エピソード

  • Episode 151: New Chaga Tea Blends Plus Practical Gardening Answers
    2026/06/29

    Boiling water for chaga tea sounds simple, but it sparks a surprisingly big question: are we helping extraction, or hurting the good stuff? We dig into why we put “boiling” on the packaging, what many chaga studies actually do when they prepare extracts, and how to think about the common claim that higher heat might reduce certain properties. If you care about functional mushrooms, chaga benefits, and getting your brewing method right without turning it into a science project, you’ll leave with a clear, usable approach.

    From there, we get into what’s new on the flavour side. We share updates on our turmeric ginger black pepper blend, then introduce two newer options designed for everyday use, especially in hot weather: a lemon green tea built with help from an international tea expert, and Ruby G, a bold hibiscus drink with red beet, chicory, lemon extract, and chaga that pours an eye-catching pink. We also walk through an easy “one-third hot, two-thirds cold” steeping method that gets you to an iced tea fast without watering everything down.
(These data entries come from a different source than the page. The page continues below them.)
PR #1555, opened 2021-04-20
Implement a basic form of lazy indexing in the Sierra indexer

alexwlchan:
The Sierra indexer has a queue that will, at current processing rates, clear in 70 days. A large pile of stuff landed on the queue about four days ago, and it can't keep up.

We could increase the CPU in the reporting cluster, but the next step up is $400/mo, and the next step up again is an extra $800/mo on top of that. That's not great. We're also burning money on Fargate tasks.

This is an attempt at a quick fix – we look up the top-level record, and if it matches what's already stored we'll skip indexing it again (assuming the varFields and fixedFields are similarly the same). This won't fix the problem fully, but I'm hoping it releases some of the pressure, and gets it "good enough" until we have time to look at this properly.

### DIFF
--- a/sierra_adapter/sierra_indexer/src/main/scala/weco/catalogue/sierra_indexer/services/Splitter.scala
+++ b/sierra_adapter/sierra_indexer/src/main/scala/weco/catalogue/sierra_indexer/services/Splitter.scala
@@ -1,29 +1,64 @@
 package weco.catalogue.sierra_indexer.services
 
+import com.sksamuel.elastic4s.{ElasticClient, Index}
+import com.sksamuel.elastic4s.ElasticDsl._
 import com.sksamuel.elastic4s.requests.delete.DeleteByQueryRequest
+import com.sksamuel.elastic4s.requests.get.GetResponse
 import com.sksamuel.elastic4s.requests.indexes.IndexRequest
+import grizzled.slf4j.Logging
 import io.circe.parser._
 import io.circe.{Json, ParsingFailure}
 import weco.catalogue.sierra_indexer.models.{IndexerRequest, Parent}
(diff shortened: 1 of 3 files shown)


sierra_adapter/sierra_indexer/src/main/scala/weco/catalogue/sierra_indexer/services/Splitter.scala
```diff
@@ -1,38 +1,99 @@
...
+      // If you wanted to go one step further, you could diff individual
+      // varFields/fixedFields, but that adds more complexity.
+      //
+      // I'm hoping this is a quick fix that makes the indexer performance "good enough"
+      // without us having to pour money into the reporting cluster.
+      stored <- getStored(apiData)
+      modifiedApiData = stored
+        .filter {
+          case ((parent, json), getResponse)
+              if jsonStringsMatch(
```
jamesgorrie, line 45: You comment above says it's checking the date, but it looks like it's checking the JSON?

jamesgorrie (approved):
Makes sense, let's 🤞 - one note on the comment <=> code maybe not aligning?

sierra_adapter/sierra_indexer/src/main/scala/weco/catalogue/sierra_indexer/services/Splitter.scala
alexwlchan: Ah, I've been a bit coy – the date is part of the JSON., I've updated the comment to clarify.

alexwlchan:
It's hard to know how much is these changes, how much is the increased size of the reporting cluster – but the queue is shifting pretty dramatically. 🎉 

Screenshot 2021-04-20 at 10 19 59

PR #1558, opened 2021-04-20
Add stacks services to catalogue repo

kenoir:
Adding the stacks code to the catalogue repo in preparation for consuming catalogue models / logic.

This change just adds the code / verifies it will compile & pass tests.

Future PRs will address infrastructure and deployment.


alexwlchan (approved):
I can't read 90 Scala files, so I'm going to trust you haven't futzed with them in the migration from the old repo. Let's start to pull in bits of the catalogue repo in subsequent PRs.

PR #1560, opened 2021-04-21
Use the matcher result time for works after the merger

alexwlchan:
The second half of https://github.com/wellcomecollection/platform/issues/5132

This PR implements the merger versioning scheme described in [RFC 038](https://github.com/wellcomecollection/docs/tree/master/rfcs/038-matcher-versioning). I've already deployed a matcher that sends messages with a `createdTime`; this PR updates the merger to pay attention to it.

Previously: the merger would use `max(w.modifiedTime for w in works)` as the modifiedTime when it created works and images. This caused some weird edge cases when works get unlinked and the pipeline became unable to update them because it "remembers" what they used to be linked to.

Now: the merger uses the time when the matcher processed these works.

I've included a feature test that reproduces the worked example from the RFC, and confirmed that it fails without this patch.


kenoir (approved):
Super clear and useful tests 👍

    Then we head straight into the garden with Master Gardener Bev Delonardo. We talk heirloom tomatoes and flavour, whether to pinch plants, what garlic scapes look like and why growers remove them, and simple ways to cook, freeze, or pesto them for winter. We also answer a listener question about deer-browsed apple trees and explain how to prune slowly over a couple of years so you improve structure without triggering a mess of suckers. We close with Bev’s take on Tai Chi for balance, core strength, and back-friendly movement, plus a few real-life backyard updates and pet stories.

    If you enjoy practical outdoor living, gardening advice, and natural wellness without the fluff, subscribe, share this with a friend, and leave a review so more listeners can find us.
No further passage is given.